**Exercise description:**
Take every line from the data that has the word "meant" in it.

Data for processing Block Start

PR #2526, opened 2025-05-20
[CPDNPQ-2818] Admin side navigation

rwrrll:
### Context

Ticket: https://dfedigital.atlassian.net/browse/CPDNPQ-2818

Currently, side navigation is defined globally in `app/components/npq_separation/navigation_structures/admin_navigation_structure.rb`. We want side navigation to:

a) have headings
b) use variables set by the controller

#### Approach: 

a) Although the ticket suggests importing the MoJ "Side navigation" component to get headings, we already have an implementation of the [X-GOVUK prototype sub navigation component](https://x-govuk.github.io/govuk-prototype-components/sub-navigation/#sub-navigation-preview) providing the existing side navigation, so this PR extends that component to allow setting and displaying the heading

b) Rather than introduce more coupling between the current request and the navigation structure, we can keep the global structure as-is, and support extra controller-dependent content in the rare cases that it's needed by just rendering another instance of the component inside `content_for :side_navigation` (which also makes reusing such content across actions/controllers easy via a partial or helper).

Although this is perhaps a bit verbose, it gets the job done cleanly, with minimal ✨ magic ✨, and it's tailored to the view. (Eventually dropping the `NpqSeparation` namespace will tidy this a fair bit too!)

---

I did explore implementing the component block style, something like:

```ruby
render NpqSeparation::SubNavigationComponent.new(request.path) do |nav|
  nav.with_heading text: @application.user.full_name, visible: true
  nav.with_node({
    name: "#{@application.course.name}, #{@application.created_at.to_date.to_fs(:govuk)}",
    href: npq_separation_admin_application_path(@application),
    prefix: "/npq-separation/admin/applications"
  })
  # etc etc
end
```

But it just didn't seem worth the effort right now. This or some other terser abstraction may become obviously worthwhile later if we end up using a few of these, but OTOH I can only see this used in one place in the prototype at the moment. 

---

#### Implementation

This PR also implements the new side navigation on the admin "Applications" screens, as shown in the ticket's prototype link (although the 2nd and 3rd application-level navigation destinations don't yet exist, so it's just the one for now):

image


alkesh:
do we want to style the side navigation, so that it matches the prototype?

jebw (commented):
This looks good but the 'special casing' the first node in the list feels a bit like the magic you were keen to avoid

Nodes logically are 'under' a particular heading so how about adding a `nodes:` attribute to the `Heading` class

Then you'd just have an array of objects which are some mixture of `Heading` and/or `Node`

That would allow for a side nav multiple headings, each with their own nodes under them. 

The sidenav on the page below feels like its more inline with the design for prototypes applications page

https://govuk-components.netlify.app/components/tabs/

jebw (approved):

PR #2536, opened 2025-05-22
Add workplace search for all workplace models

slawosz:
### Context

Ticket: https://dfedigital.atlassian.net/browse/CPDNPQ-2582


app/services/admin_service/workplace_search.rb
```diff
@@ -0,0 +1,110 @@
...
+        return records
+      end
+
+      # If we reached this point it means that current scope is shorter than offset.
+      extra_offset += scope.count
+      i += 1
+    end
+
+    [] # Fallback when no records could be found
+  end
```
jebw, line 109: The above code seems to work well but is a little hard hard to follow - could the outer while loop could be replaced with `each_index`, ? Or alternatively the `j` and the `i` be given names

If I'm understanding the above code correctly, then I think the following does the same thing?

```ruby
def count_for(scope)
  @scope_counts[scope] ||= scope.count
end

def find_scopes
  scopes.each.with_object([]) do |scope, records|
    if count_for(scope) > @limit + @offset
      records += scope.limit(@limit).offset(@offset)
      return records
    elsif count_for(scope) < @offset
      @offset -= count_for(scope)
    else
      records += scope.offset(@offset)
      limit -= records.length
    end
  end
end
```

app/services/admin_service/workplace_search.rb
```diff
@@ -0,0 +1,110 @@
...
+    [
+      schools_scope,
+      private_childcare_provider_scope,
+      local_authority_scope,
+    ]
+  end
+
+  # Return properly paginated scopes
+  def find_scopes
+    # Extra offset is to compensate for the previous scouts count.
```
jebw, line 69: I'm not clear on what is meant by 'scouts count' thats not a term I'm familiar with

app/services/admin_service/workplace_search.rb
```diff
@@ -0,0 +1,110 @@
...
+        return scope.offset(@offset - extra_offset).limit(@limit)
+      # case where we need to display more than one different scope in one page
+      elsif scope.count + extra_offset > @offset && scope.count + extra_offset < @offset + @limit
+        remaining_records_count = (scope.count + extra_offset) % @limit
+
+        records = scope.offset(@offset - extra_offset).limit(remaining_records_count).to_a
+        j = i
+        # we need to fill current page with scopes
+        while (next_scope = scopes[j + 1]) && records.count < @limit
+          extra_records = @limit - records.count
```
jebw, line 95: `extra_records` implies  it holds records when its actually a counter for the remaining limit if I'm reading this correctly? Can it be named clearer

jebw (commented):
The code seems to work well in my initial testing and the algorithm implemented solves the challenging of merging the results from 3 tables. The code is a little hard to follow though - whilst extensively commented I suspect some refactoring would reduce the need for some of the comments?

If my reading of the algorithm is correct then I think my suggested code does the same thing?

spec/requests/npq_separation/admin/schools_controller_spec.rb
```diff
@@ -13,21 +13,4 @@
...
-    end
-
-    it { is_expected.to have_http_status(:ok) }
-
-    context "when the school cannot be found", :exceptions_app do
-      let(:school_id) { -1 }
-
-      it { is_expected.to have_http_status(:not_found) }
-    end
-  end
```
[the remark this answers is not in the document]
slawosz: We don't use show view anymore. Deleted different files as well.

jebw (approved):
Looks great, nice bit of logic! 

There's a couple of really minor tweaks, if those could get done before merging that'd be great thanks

Data for processing Block End
Data for processing Block Start

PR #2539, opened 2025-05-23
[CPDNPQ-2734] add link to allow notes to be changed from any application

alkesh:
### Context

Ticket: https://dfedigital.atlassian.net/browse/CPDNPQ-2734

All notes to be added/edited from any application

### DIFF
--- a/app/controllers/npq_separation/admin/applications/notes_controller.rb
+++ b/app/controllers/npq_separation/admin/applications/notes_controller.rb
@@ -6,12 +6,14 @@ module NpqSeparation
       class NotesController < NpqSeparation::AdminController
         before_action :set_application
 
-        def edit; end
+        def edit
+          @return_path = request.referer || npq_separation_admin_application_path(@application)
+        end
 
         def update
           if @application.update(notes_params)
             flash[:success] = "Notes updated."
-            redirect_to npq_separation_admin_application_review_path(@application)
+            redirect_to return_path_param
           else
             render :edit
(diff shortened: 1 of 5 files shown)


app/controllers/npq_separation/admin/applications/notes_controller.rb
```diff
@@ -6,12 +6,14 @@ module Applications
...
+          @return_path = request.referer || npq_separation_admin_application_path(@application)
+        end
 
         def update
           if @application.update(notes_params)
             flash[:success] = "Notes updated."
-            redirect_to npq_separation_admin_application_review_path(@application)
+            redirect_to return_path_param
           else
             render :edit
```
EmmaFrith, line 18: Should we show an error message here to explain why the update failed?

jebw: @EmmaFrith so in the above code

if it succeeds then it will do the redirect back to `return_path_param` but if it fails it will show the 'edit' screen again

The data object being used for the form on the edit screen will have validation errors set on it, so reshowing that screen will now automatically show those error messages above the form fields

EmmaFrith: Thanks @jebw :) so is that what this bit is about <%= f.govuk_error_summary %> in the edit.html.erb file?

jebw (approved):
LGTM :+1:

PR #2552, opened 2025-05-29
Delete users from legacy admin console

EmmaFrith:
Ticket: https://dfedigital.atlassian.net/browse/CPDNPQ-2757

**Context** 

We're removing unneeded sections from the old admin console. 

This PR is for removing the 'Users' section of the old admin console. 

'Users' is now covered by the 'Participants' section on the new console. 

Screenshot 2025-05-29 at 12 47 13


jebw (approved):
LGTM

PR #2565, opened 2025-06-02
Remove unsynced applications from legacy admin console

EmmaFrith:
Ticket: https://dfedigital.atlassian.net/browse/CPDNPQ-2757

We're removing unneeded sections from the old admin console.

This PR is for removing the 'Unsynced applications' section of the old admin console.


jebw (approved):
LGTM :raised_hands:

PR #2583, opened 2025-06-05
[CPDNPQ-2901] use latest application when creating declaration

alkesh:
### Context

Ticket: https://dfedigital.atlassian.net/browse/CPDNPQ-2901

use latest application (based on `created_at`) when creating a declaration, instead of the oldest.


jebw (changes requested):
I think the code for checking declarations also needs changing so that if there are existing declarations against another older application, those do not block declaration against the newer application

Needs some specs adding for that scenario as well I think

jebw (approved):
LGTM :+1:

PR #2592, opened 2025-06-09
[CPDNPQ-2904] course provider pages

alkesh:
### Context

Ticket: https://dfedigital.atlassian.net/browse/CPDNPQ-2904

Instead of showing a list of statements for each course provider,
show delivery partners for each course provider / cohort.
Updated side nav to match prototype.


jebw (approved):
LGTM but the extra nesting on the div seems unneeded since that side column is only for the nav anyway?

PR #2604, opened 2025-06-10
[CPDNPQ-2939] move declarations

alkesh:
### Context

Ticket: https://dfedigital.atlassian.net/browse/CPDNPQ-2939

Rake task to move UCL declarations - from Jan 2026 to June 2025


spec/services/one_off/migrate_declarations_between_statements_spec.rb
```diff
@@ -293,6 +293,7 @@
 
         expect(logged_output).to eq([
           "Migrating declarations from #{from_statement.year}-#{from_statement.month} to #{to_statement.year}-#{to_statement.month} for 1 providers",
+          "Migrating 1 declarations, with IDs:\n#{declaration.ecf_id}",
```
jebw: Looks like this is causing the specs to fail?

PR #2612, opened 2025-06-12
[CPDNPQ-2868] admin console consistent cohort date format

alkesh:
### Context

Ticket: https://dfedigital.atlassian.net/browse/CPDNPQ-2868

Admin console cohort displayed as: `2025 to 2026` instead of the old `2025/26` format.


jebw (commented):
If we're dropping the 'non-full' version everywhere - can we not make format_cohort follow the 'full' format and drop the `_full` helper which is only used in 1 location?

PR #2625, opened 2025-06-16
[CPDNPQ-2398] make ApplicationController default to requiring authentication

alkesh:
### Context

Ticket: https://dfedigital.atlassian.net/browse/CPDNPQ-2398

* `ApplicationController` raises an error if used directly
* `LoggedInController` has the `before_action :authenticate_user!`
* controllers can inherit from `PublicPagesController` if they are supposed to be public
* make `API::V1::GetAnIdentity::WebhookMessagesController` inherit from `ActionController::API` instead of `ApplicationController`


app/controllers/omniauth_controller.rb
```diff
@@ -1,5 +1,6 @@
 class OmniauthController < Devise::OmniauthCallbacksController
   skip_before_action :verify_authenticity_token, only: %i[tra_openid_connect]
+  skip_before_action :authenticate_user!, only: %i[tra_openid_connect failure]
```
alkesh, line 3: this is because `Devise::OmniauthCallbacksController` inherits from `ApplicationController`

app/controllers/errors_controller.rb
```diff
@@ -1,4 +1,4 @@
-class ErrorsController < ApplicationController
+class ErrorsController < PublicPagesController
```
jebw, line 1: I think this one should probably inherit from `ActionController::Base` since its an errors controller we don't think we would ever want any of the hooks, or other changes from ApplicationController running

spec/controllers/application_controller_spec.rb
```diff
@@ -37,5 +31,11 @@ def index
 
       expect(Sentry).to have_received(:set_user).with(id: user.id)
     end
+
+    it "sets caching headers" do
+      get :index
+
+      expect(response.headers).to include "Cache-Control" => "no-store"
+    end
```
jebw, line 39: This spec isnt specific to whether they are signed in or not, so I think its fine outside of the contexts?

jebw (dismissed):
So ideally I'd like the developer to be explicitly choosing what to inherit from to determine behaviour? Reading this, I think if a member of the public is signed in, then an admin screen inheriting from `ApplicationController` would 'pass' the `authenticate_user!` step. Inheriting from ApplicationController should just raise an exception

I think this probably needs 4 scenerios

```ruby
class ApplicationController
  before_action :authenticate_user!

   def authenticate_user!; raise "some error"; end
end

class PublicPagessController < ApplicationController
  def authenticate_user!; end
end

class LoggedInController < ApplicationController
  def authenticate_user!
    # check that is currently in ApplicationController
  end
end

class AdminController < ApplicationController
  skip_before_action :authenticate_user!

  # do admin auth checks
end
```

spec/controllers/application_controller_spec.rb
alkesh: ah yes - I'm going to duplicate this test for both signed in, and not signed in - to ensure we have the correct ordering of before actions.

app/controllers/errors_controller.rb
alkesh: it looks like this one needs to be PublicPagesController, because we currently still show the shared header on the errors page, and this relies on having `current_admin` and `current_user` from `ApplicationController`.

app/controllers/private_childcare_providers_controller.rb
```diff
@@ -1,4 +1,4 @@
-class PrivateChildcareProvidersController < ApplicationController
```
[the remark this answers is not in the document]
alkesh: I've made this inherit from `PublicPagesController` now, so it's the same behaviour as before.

Data for processing Block End
Data for processing Block Start

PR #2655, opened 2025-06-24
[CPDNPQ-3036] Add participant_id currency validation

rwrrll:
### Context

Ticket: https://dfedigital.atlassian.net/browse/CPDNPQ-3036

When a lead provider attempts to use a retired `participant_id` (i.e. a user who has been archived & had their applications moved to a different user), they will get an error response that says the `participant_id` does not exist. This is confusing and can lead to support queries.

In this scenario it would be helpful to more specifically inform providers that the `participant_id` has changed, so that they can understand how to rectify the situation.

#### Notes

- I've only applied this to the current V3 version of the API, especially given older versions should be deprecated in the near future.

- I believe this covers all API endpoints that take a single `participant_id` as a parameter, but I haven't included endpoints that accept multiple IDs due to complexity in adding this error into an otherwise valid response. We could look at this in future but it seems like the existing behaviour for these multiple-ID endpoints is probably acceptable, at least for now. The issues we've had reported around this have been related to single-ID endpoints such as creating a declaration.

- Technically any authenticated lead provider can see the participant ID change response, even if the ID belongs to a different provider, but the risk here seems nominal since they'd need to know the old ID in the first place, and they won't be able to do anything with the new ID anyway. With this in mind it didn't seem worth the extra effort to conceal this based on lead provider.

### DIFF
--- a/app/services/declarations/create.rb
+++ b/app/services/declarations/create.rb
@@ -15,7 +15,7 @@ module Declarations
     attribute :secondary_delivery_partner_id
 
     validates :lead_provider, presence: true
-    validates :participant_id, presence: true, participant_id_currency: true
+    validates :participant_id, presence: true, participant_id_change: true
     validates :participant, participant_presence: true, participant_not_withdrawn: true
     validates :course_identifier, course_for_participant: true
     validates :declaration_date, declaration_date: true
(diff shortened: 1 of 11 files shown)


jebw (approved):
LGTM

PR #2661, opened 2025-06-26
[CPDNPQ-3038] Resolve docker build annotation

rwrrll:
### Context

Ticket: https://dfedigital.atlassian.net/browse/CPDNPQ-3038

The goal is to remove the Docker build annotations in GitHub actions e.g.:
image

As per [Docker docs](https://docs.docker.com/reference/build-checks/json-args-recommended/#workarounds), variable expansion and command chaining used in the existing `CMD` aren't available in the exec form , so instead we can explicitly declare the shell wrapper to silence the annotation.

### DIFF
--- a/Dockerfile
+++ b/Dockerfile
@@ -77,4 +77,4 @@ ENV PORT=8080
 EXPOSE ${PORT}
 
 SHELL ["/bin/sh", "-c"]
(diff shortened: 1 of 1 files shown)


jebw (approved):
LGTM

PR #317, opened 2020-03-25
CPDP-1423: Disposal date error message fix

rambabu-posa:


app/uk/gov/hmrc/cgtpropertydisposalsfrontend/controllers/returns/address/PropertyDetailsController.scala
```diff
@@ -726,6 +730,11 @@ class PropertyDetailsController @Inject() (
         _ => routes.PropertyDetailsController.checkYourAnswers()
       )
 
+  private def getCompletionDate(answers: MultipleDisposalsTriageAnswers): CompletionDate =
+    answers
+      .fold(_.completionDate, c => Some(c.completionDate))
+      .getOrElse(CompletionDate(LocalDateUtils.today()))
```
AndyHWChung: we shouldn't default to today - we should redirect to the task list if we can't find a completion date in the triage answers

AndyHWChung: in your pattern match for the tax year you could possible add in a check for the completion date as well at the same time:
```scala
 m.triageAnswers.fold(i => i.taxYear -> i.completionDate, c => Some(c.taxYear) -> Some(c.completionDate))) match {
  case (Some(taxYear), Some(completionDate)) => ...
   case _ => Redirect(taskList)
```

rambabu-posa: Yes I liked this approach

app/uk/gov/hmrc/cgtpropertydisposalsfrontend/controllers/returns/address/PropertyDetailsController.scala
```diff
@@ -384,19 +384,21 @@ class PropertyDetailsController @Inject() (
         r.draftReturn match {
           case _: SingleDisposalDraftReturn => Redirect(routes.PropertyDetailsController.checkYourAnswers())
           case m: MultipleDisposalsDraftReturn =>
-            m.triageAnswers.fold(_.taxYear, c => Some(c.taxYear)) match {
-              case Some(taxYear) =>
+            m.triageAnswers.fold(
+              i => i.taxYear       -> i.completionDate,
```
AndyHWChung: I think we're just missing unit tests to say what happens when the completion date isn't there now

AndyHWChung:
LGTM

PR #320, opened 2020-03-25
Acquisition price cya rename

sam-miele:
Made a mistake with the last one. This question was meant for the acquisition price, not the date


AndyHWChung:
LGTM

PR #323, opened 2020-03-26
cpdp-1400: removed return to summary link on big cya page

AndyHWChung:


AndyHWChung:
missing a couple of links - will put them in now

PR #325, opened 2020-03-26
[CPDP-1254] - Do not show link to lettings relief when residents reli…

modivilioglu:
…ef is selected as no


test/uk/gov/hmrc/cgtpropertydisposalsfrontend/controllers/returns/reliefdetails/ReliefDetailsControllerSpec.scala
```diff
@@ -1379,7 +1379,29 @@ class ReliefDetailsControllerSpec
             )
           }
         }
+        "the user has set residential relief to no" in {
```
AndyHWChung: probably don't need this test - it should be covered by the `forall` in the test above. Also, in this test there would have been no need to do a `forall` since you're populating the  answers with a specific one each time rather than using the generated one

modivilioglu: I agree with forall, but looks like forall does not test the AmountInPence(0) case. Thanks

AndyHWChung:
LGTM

Data for processing Block End

**Answer below:**
jebw, line 69: I'm not clear on what is meant by 'scouts count' thats not a term I'm familiar with
Made a mistake with the last one. This question was meant for the acquisition price, not the date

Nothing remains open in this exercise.